Josh exchanged glances with Skye as if keying in on the wrestler angle. “You mean it sparkled or glistened in the light?” he asked.

Janie closed her eyes to try to remember. “Sort of, I guess I’d say it glistened more than sparkled. Huh, that’s odd.”

“What?” Skye prompted. 

“When I fell asleep on the sofa, the lights were on and so was the TV. Oh my God! When I woke up the only light came from my little kitchen, the light above the stove. He must have turned the light on in there.” Both of Janie’s hands flew to her mouth. “I just realized. He must’ve been in my house with us for some time before I woke up, long enough to make
himself at home. I remember trying to wake up because I could hear footsteps. I don’t know how much time passed before I was able to fully come awake. I remembering thinking it was David and hoped he would go back to sleep. Then I heard a dragging sound or some kind of thumping along the floor. I thought David had gotten up to play.”
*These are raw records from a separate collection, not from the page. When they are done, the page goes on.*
Issue #1243, opened 2026-04-29
Upgrade: Moodle 5.2


abias:
Same procedure as every 6 months:
Boost Union should be upgraded to 5.2

Richardvi:
Thanks @abias for the great work. You guys rock. BTW, our University would probably love to join the Moodle Hochschule, unfortunately there seems to be a big language barrier... in the Netherlands a lot of Universities are using English as standard. German is not my best foreign language... sorry :)

abias:
Hi @Richardvi ,

> Thanks @abias for the great work. You guys rock. 

You're welcome :)

> BTW, our University would probably love to join the Moodle Hochschule, unfortunately there seems to be a big language barrier... in the Netherlands a lot of Universities are using English as standard. German is not my best foreign language... sorry :)

Well, that's great to hear!
We are open to foreign members of course and would appreciate your membership. But during the foundation of Moodle an Hochschulen e.V., the main language was set to german on purpose and I think it won't be changed to english.

I have raise that case within the board and think we might discuss it in one of the next meetings.

Cheers,
Alex

abias:
Regarding the matter of the 5.2 upgrade:

The working branch is there on https://github.com/moodle-an-hochschulen/moodle-theme_boost_union/tree/upgrade-502 and we are now working through the upgrade changes.

carlmaegermangroeipunt:
Hoi Abias, any idea when Boost Union 5.2 will be released? Our school wants to upgrade to Moodle 5.2 on 01-07-2026. We hope that your team can do wonders ;-)

abias:
Hi @carlmaegermangroeipunt ,

we are currently working through the upgrade work and are making good progress. Just the new login page is a hard nut as we have to integrate all of our settings and improvements.

You can help us by testing the https://github.com/moodle-an-hochschulen/moodle-theme_boost_union/tree/upgrade-502 branch and report any bugs and glitches which you encounter (except on the login page ;) ) into new issues.

Cheers,
Alex

abias:
To everyone who is watching this issue:

You should be ready to play with the  https://github.com/moodle-an-hochschulen/moodle-theme_boost_union/tree/upgrade-502  branch on your testing instances.

We have finished most of the blocking codework, including support for the new Moodle login page layout. Our manual tests will start soon after which we will publish the first 5.2 release.

If you encounter any additional problems or glitches with BU on 5.2, please raise a new issue here on Github.

[...]

PR #1244, opened 2026-04-30
Improvement: Make OAuth2 login button color configurable, resolves #1225

### LINKED ISSUE #1225: Improvement: Make OAuth2 login button color configurable
Currently, there is a deviation in the color of the OAuth2 login buttons between Boost Core and Boost Union:

Boost Core:

Image

Boost Union:

Image

This deviation was introduced in #473 on purpose.
But it was not added to https://github.com/moodle-an-hochschulen/moodle-theme_boost_union/blob/main/README.md#exceptions-to-our-main-design-principle unfortunately.

We should at least mention the deviation in the README.
But even better, there should be an admin setting to allow the admin to decide himself if he want to have the color change or not.

rohithvadla99:
This PR implements the fix proposed in issue #1225.

**Changes made:**

- `settings.php`: Added new admin setting `loginidpbuttoncolorenable` under the
  Login → IDP section, using the same `admin_setting_configselect` / `hide_if` 
  pattern as adjacent IDP settings. Default is Yes to preserve existing behavior
  for all current Boost Union installations.

- `lib.php`: Added conditional SCSS injection in `theme_boost_union_get_extra_scss()`.
  When the setting is enabled, the `.login-identityproviders .btn` primary color
  override is compiled in. When disabled, no override is injected and Boost core's
  default unstyled appearance is restored.

- `lang/en/theme_boost_union.php`: Added the two required language strings for the
  new setting title and description.

- `README.md`: Documented the OAuth2 button color deviation under the
  "Exceptions to our main design principle" section, as requested in the issue.

**Testing done:**
- Setting to Yes → primary color applied to IDP buttons on login page ✓
- Setting to No → buttons revert to Boost core default (white/unstyled) ✓
- Cache purge after each toggle forces SCSS recompile correctly ✓
- `php -l lib.php` and `php -l settings.php` pass with no syntax errors ✓


lucaboesch:
This relies on #1243 which introduces the primarylight lang string and such.
That is why the tests are failing right now.

lucaboesch (changes requested):
Thanks for your pull request!
As mentioned in a comment, this relies on some strings existing and should be merged only when those are in, they come with #1243.
But the thing you could do is the following: make sure the Pull request consists only of one commit, "Improvement: Add admin setting to toggle OAuth2 IDP login button color, resolves 1225", so it builds up directly on the main branch.
Thanks for your hard work!

rohithvadla99:
That makes sense! I was wondering why the tests were failing. Also, thanks for the input. Will do that!

abias:
Hi @rohithvadla99 ,

I am really sorry, but I had to supersede this PR with a PR of my own in #1259.

This was done on the one hand because your patch was apparently not rebased correctly unfortunately and undid some of the latest changes in Boost Union (see https://github.com/moodle-an-hochschulen/moodle-theme_boost_union/pull/1244/files). Thus, it would have needed some more work.

But it was mainly done because I am working on the login page buttons myself now in preparation for the Moodle 5.2 upgrade and I needed to introduce some more settings beyond your patch.

Anyway, I added you to the Credits section in README.
I would appreciate if you would pick another "good first issue" and just contribute something else :)

Cheers,
Alex

PR #1265, opened 2026-05-15
Fix #1063: rename remaining 'courselistinghow*' settings to 'courselistingshow*'

### LINKED ISSUE #1063: Glitch: Typo in courselistinghow* strings and settings
I just became aware that there was a glitch in our QA process.
If you search the Boost Union codebase for `courselistinghow`, you will find several matches.
All of these should correctly say `courselistingshow` instead.

While this may seem like a simple search-and-replace task, it is not. 
To fix this typo, we would also have to create update scripts for the changed settings names and have to accept that translations will have to be re-done in AMOS.

Oksigenia:
This PR resolves #1063.

Background:
The `courselistinghowfields` setting was renamed to `courselistingshowfields` in the 2025041413 upgrade step to correct a typo. The other seven settings of the same family were left untouched at that time.

This PR completes the cleanup by renaming the remaining settings:

- `courselistinghowimage` -> `courselistingshowimage`
- `courselistinghowshortname` -> `courselistingshowshortname`
- `courselistinghowcategory` -> `courselistingshowcategory`
- `courselistinghowprogress` -> `courselistingshowprogress`
- `courselistinghowenrolicons` -> `courselistingshowenrolicons`
- `courselistinghowgoto` -> `courselistingshowgoto`
- `courselistinghowpopup` -> `courselistingshowpopup`

The migration follows the same pattern used in the existing 2025041413 upgrade step, but consolidates all seven settings into a single upgrade block to keep the file readable.

Files changed:

- `lang/en/theme_boost_union.php` - renamed string keys plus a new `upgradenotice_2026051500` string
- `settings.php` - renamed `admin_setting_configselect` names and the two `hide_if` dependencies that point to `courselistinghowimage` and `courselistinghowprogress`
- `classes/output/core/course_renderer.php` - updated `get_config()` calls
- `db/upgrade.php` - new 2026051500 upgrade step
- `version.php` - version bump
- `CHANGES.md` - unreleased entry

About AMOS / translations:
As noted by @abias in the issue thread, AMOS does not parse Git logs for plugins, so existing translations of the renamed strings will need to be re-done. This PR does not handle translations; the string keys are simply renamed in `lang/en`.

Testing:
Verified on a live Moodle installation by setting all seven affected settings to non-default values, applying the patch, running the upgrade and confirming that:

- All seven old config keys are removed from `mdl_config_plugins`
- All seven new keys are created with the original values
- The upgrade notice is shown to the admin
- The course listing renders correctly with the renamed settings

The plugin's `$plugin->supported` declaration is left untouched.

### DIFF
--- a/CHANGES.md
+++ b/CHANGES.md
@@ -6,6 +6,7 @@ Changes
 
 ### Unreleased
 
+* 2026-05-15 - Chore: Rename the settings 'courselistinghow*' to 'courselistingshow*' to fix a typo, resolves #1063
 * 2026-05-12 - Improvement: Allow the admin to further control the logo, heading, and tagline presentation on the login page, resolves #1262
 * 2026-05-12 - Improvement: Allow the admin to set the login page logo max-width and max-height as well as a margin-bottom and the horizontal alignment for the logo, resolves #1260
 * 2026-05-12 - Improvement: Add admin settings to set the button colors on the login page, resolves #1225.
--- a/classes/output/core/course_renderer.php
+++ b/classes/output/core/course_renderer.php
@@ -49,12 +49,12 @@ class course_renderer extends \core_course_renderer {
         static $detailsmodalchecked = null;
         if ($detailsmodalchecked == null) {
             $courselistingpresentation = get_config('theme_boost_union', 'courselistingpresentation');
-            $courselistinghowpopup = get_config('theme_boost_union', 'courselistinghowpopup');
+            $courselistingshowpopup = get_config('theme_boost_union', 'courselistingshowpopup');
             if (
                 isset($courselistingpresentation) &&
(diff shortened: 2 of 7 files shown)


abias:
Hi @Oksigenia ,

many thanks for submitting this PR!
Your patch looks well structured and basically ready.

I just would like to postpone this change to BU 5.3 LTS as it is just an internal change and I do not want to burden the AMOS translators with the re-translation effort currently as we have introduced so much new strings in the last weeks already.

So I will have another look and rebase the patch in roughly 5 months.

Thanks for your work and your understanding.

Cheers,
Alex

Oksigenia:
Hi Alex,

Sounds good, thanks for the context on the AMOS planning. The cleanup can sit until 5.3 — happy to wait for your rebase, or to refresh the branch myself closer to that release if it helps. Just ping me.

Cheers,
Oksigenia

PR #1336, opened 2026-06-21
Bugfix: Filter course names in starred courses popover, resolves #1332

### LINKED ISSUE #1332: String filters (e.g. the multilang filter) not applied to the course names in starred courses popover

lucaboesch:


templates/popover-favourites.mustache
```diff
@@ -54,7 +54,7 @@
 
     {{$content}}
         {{#favourites}}
-            <a class="dropdown-item {{^visible}}dimmed{{/visible}}" href="{{{url}}}" title="{{{fullname}}}">{{{fullname}}}</a>
+            <a class="dropdown-item {{^visible}}dimmed{{/visible}}" href="{{{url}}}" title="{{{fullname}}}">{{fullname}}</a>
```
abias, line 57: I stumble upon the fact that you are using three brackets in the title attribute and two in the link text.
This means that the fullname still lands in its unescaped form in the title tag.
This isn't a problem since you used `clean_string()` before. But it's still inconsistent.

Shouldn't we also use two brackets in the title attribute?
And if we do, do we then still need `clean_string()`?

tests/behat/theme_boost_union_feelsettings_navigation.feature
```diff
@@ -10,8 +10,8 @@ Feature: Configuring the theme_boost_union plugin for the "Navigation" tab on th
       | student1 |
       | teacher1 |
     And the following "courses" exist:
-      | fullname | shortname |
-      | Course 1 | C1        |
+      | fullname                                                                                                 | shortname |
+      | <span lang="en" class="multilang">Course</span><span lang="de" class="multilang">Kurs</span> 1 & < ' " > | C1        |
```
abias: My gut feeling is that we should rather create and use a dedicated course with multilang name in the `Setting: Show starred courses popover in the navbar` scenario instead of using this complicated course name here for the whole feature file.

And if we do that, we do not need to enable the multilang filter in each scenario anymore.

abias (changes requested):
Hi @lucaboesch ,

many thanks for fixing this bug!
You patch is understandable, but I have two refinement comments and I would appreciate if you could handle them as, as it stands now, your patch seems to be more complicated than necessary ;)

templates/popover-favourites.mustache
lucaboesch: It's the same exact behaviour of Moodle core (the fixes https://moodle.atlassian.net/browse/MDL-77364 and https://moodle.atlassian.net/browse/MDL-86830), reasonings can be taken from https://moodle.atlassian.net/browse/MDL-87066.
I'm following the examples, here.
I understand it's unfortunately necessary.
https://moodle.atlassian.net/browse/MDL-79755 (currently in review) is doing this the same way, too.

tests/behat/theme_boost_union_feelsettings_navigation.feature
lucaboesch: Hhmh I judged you the other way around!
I believed you wanting to activate the multilang filter the less possible, to save computing power. That means some lines more, right. But it probably is somewhat (unnoticeably) faster.

lucaboesch:
I reworked the tests/behat/theme_boost_union_feelsettings_navigation.feature Behat test.
Thanks for pointing that out!

Best,
Luca

PR #1373, opened 2026-07-17
Improvement: For course header images, allow the teacher to adopt the existing course image as course header image, resolves #1371

### LINKED ISSUE #1371: Course header: Allow the user to use the existing course image for the course header image too
**Is your feature request / improvement related to a problem? Please describe.**
* It is possible, that users have already uploaded a course image to a course but do no have a course header image yet. 
* There is a configuration option that sets the use of image fallbacks in a way, that the course image is **not** set to automatically to be also used as the course header image, which is totally reasonable, since not all course images will fit the necessary format to be used as such.
* but there may be cases, in which a teacher decides, he still wants to use the same image (maybe another image detail) also as the course header image. In this case it would be very helpful to have a button that enables to user to use the course image also as course header image without having to download and upload the same picture again. 

Image

**Describe the solution you'd like**
This could be solved via a button in the upload interface (use course image)

**Describe alternatives you've considered**

**Additional context**

abias:
This is how the course images form on the course settings page looks like as long as no course image has been uploaded:

Bildschirmfoto 2026-07-17 um 15 50 55

As soon as you upload a course image (or if a course image is already uploaded when the form is loaded), the new button appears:

Bildschirmfoto 2026-07-17 um 15 51 30

Clicking the button brings up a confirmation dialogue:

Bildschirmfoto 2026-07-17 um 15 51 11

And after confirming the adoption, the image is copied over to the course header image area and the button disappears again:

Bildschirmfoto 2026-07-17 um 15 51 19


wiebkemueller-hsh:
Hello Alex, I sucessfully tested the feature and it works exactly as we agreed with (maybe?) one edge case. I wonder if this is realistic. In theory, if during the editing process the user would delete the course image, the button remains but has no effect, obviously. The button disappears soon after the course settings are saved. So I think this is neglectable, but since I noticed it I thought I might as well write it down. 
Thank you! Wiebke

abias:
Hi @wiebkemueller-hsh ,

thank you for your test and your feedback.
I think your edge case is valid and I will push an updated commit which handles the edge case.

PR #1379, opened 2026-07-19
 Bugfix: Prevent that rendering the primary-drawer-mobile-child mustache template exceeds the allowed memory size, resolves #874

### LINKED ISSUE #874: Mustache Cache Error after fresh install of v4.5-r10
**Describe the bug**
I got the following error after installing v4.5-r10 on Moodle 4.5.2+ (Build: 20250308):
"Fatal error: Allowed memory size of 2147483648 bytes exhausted (tried to allocate 315392 bytes) in /var/www/moodledata/localcache/mustache/1742624452/boost_union/__Mustache_f88dc471bd71c619dff5222848f518e8.php on line 59"

**To Reproduce**
1. Go to '(https://moodle.org/plugins/theme_boost_union/versions)'
2. Click on 'Get the latest version for moodle 4.5'
3. Install the plugin over sftp
4. Go to the admin settings and see the error code

**Expected behavior**
Bevor I used the 4.1 Moodle Version and upgraded Moodle to 4.5.2. After that I started a fresh install of Moodle Boost Union. PHP 8.3 is working fine and I also raised the php cli and php apache2 memory_limit to 2048 M to check. But nothing changed. I got the mustache error.

**Screenshots**

 - Moodle 4.5.2+ (Build: 20250308):
 - Boost Union Version
 - Linux Ubuntu 
 - Browser [Firefox, Brave, Chrome]
 - ...

**Additional context**

abias:


abias:
Hi @prasanna-lmsace ,

this is a mitigation for #874 which Claude built for me. 
As #874 was not really reproducible, it was not really easy to identify the original problem and to build a fix.
I would be really grateful if you could have a look if we can integrate this patch or if you rather think that this is nonsense.

Thanks,
Alex

PR #525, opened 2021-04-15
Formats and mwl

plural:
Add Format and Ban List pages.  Re-organize the top nav menu a bit to make room.

The decklist links on the formats pages filter to the legal packs for each format. There is more we can do there, but this seems like a solid start.

Top Nav Menu
Screenshot 2021-04-14 9 44 31 PM

Formats Page
Screenshot 2021-04-14 9 45 15 PM

Banlist Page
Screenshot 2021-04-14 9 48 19 PM
Screenshot 2021-04-14 9 48 29 PM


app/Resources/views/Banlists/banlists.html.twig
```diff
@@ -0,0 +1,89 @@
...
+{% block body %}
+<div class="container">
+
+  <h1>{{ block('title') }}</h1>
+
+  <h2>Startup Format</h2>
+  <div id="list">
+    <div class="row">
+      <div class="col-sm-12">
+        <p>No cards are currently banned in Startup.  Have a blast!</p>
```
NoahTheDuke, line 18: Cheeky, i love it.

NoahTheDuke (approved):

Janie sat there stricken at the realization. “I make sure I lock all the doors and check them every night. Like I said, I’d listened to the news. He got in anyway. I didn’t respond to the noise I heard soon enough. I thought it came from outside, a cat or dog. But…how did he get in?”

Harry thumbed through the police report. “The two officers agreed that he made entry into the house by way of the window in the smaller bedroom.”

Janie’s eyes went wide and she swallowed hard, before her hand moved to her stomach.
“David’s room? I think I might be sick. I’ve already told my landlord I can’t live there after what happened.”